The major budget alternatives before Congress, as it enters the most crucial phase of this year's battle over spending and taxes, would all cut deeply into domestic social welfare programs, from a minimum of $69 billion over the next three years to a maximum of $124 billion.

Differences on taxes and defense are equally large.

At one end of the spectrum is President Reagan's original plan, which calls for a large defense buildup, relatively small tax increases and big domestic program cuts.

At the other extreme among the five major plans under review are the budget resolution approved by the Democrat-dominated House Budget Committee and a bipartisan alternative put forward by Reps. Les Aspin (D-Wis.), Joel Pritchard (R-Wash.), Leon E. Panetta (D-Calif.) and others.

These call for appreciably smaller defense increases than Reagan does, much larger tax increases and much smaller domestic cuts. A sixth alternative offered by Rep.

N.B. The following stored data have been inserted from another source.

PR #1385, opened 2024-06-18
Snapcast fix sync and unsync many

SantiagoSotoC:
The method in the python-snapcast library requires that the sync and unsync be done in series and not in parallel.

Soon I will try to add a method that supports this option since the snapcast api allows these operations in a single call.

### DIFF
--- a/music_assistant/server/models/player_provider.py
+++ b/music_assistant/server/models/player_provider.py
@@ -2,7 +2,6 @@
 
 from __future__ import annotations
 
-import asyncio
 from abc import abstractmethod
 from collections.abc import Iterable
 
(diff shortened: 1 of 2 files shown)


marcelveldt (dismissed):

David R. Obey (D-Wis.) goes even further in the same direction, but is given relatively little chance of House approval.

Between Reagan on the one hand and the House Budget Committee and Aspin-Pritchard-Panetta on the other are the the House Republican leadership plan (called the Michel-Latta plan after GOP leader Robert H. Michel of Illinois and Rep. Delbert L. Latta of Ohio) and the budget resolution that has come out of the Senate.

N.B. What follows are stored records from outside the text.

PR #1390, opened 2024-06-19
Jellyfin: Stricter typing

Jc2k:
aiojellyfin now has typed functions for everything, so instead of searches returning a "MediaItem", there is a wrapper that will return an Artist, a wrapper that will return a Track, etc. So you can't pass an album into _parse_track etc. A side effect of that is we can delete some code on the MA side, yay!


marcelveldt (approved):
LGTM!

PR #1393, opened 2024-06-19
Jellyfin: Get more artwork from the Jellyfin instance

Jc2k:
This fetches `Backdrop` and `Logo`, in addition to `Primary`.


marcelveldt (approved):
LGTM !

PR #1397, opened 2024-06-20
Jellyfin: Add some basic parsing tests

Jc2k:
These make sure that we can turn Jellyfin models into MA models.

This breaks the parsers out of the provider class so that they are a bit easier to unittest.

I've included some dodgy data that i've previously fixed handling of to protect us from regressions.


Jc2k:
Test failure is unrelated (not mine :laughing:)

tests/server/providers/jellyfin/test_parsers.py
```diff
@@ -0,0 +1,71 @@
...
+from collections.abc import AsyncGenerator
+
+import aiofiles
+import aiohttp
+import pytest
+from aiojellyfin import Artist, Connection, SessionConfiguration
+from mashumaro.codecs.json import JSONDecoder
+from syrupy.assertion import SnapshotAssertion
+
+from music_assistant.server.providers.jellyfin.parsers import parse_album, parse_artist, parse_track
```
marcelveldt, line 14: this line looks too long to me, is the linter not working on the files in tests ?

tests/server/providers/jellyfin/test_parsers.py
```diff
@@ -0,0 +1,71 @@
...
+
+ARTIST_DECODER = JSONDecoder(Artist)
+
+_LOGGER = logging.getLogger(__name__)
+
+
+@pytest.fixture
+async def connection() -> AsyncGenerator[Connection, None]:
+    """Spin up a dummy connection."""
+    async with aiohttp.ClientSession() as session:
```
marcelveldt, line 29: do we want to globally mock the aiohttp session ?

Jc2k: To be honest i'm a bit annoyed this bit needs a ClientSession at all. its not actually used by the test, I just need one to instance the aiojellyfin objects used in the test. I am probably going to try to refactor it away at some point.

I am playing around with mocking ClientSession generally in another branch. The idea is to provide a fake for the API in aiojellyfin that we can load fixtures into, then have some way to use that fake in the MA tests with the `aiohttp_client` fixture (which does have its own ClientSession). I'll probably combine that with something like the socket blocker from HA's tests.

tests/server/providers/jellyfin/test_parsers.py
Jc2k:
```
ruff format tests/server/providers/jellyfin/test_parsers.py 
1 file left unchanged

ruff check tests/server/providers/jellyfin/test_parsers.py 
All checks passed!
```

Jc2k: And come to think of it, [af7b711](https://github.com/music-assistant/server/pull/1397/commits/af7b711fdf75ab5a91b2a3369f5b84f361756203) was because of the lints running on the tests.

marcelveldt (approved):
Amazing work again, nice!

Both would raise taxes more than the president would, cut his proposed defense budget a little and cut domestic spending less than he would. The Michel-Latta bill is closer to the Reagan figures than the Senate resolution.

Democrats have argued that the president's budget would provide more than is needed for defense, cut too much from crucial social programs like Medicare, welfare and education which were already cut severely in last year's Reagan budget victory, and still create too large a deficit because it would leave undisturbed next year's scheduled third installment of the president's tax cut.

Their alternative would retard defense growth, cut social programs less and increase taxes more, perhaps by postponing the third year of the Reagan cut, to reduce the deficit.

Both the Senate and House Republicans are steering a middle course on these three issues.

None of the plans assumes any cuts in Social Security. The Senate Budget Committee proposal initially did assume $40 billion in Social Security retrenchment from fiscal 1983 to 1985, and the president endorsed this idea, but opposition to Social Security cuts in an election year was so strong that Senate Budget Committee Chairman Pete V. Domenici (R-N.M) simply dropped it.

Here is how various plans line up on key categories, based on comparisons by congressional budget experts using Congressional Budget Office basic figures. Numbers, which are roundedoff, represent the estimated differences between the proposals and what would otherwise be spent on various programs or raised in taxes in fiscal years 1983 to 1985 under current law after adjustment for inflation. On defense, however, the comparison is with what the president requested. Where experts differed on a proposal, figures provided by its author were used:

* The Reagan budget, as most recently reestimated by Capitol Hill budget experts, maintains basically the same defense figures that the president initially sought, would raise $44 billion in new taxes from fiscal 1983 to 1985 (not including certain user fee changes), and would cut "entitlements" or basic benefits such as Medicare, Medicaid, welfare, food stamps, federal pay and cost-of-living adjustments, by $65 billion. In addition, it would cut a big block of other domestic programs (primarily "discretionary" programs in which beneficiaries do not have a legal entitlement to aid and in which outlays are therefore at the government's discretion, such as education and health grants, energy, transportation, natural resources and housing) by about $59 billion. Combined cuts in entitlements and in the other domestic programs would therefore total about $124 billion over fiscal 1983-85.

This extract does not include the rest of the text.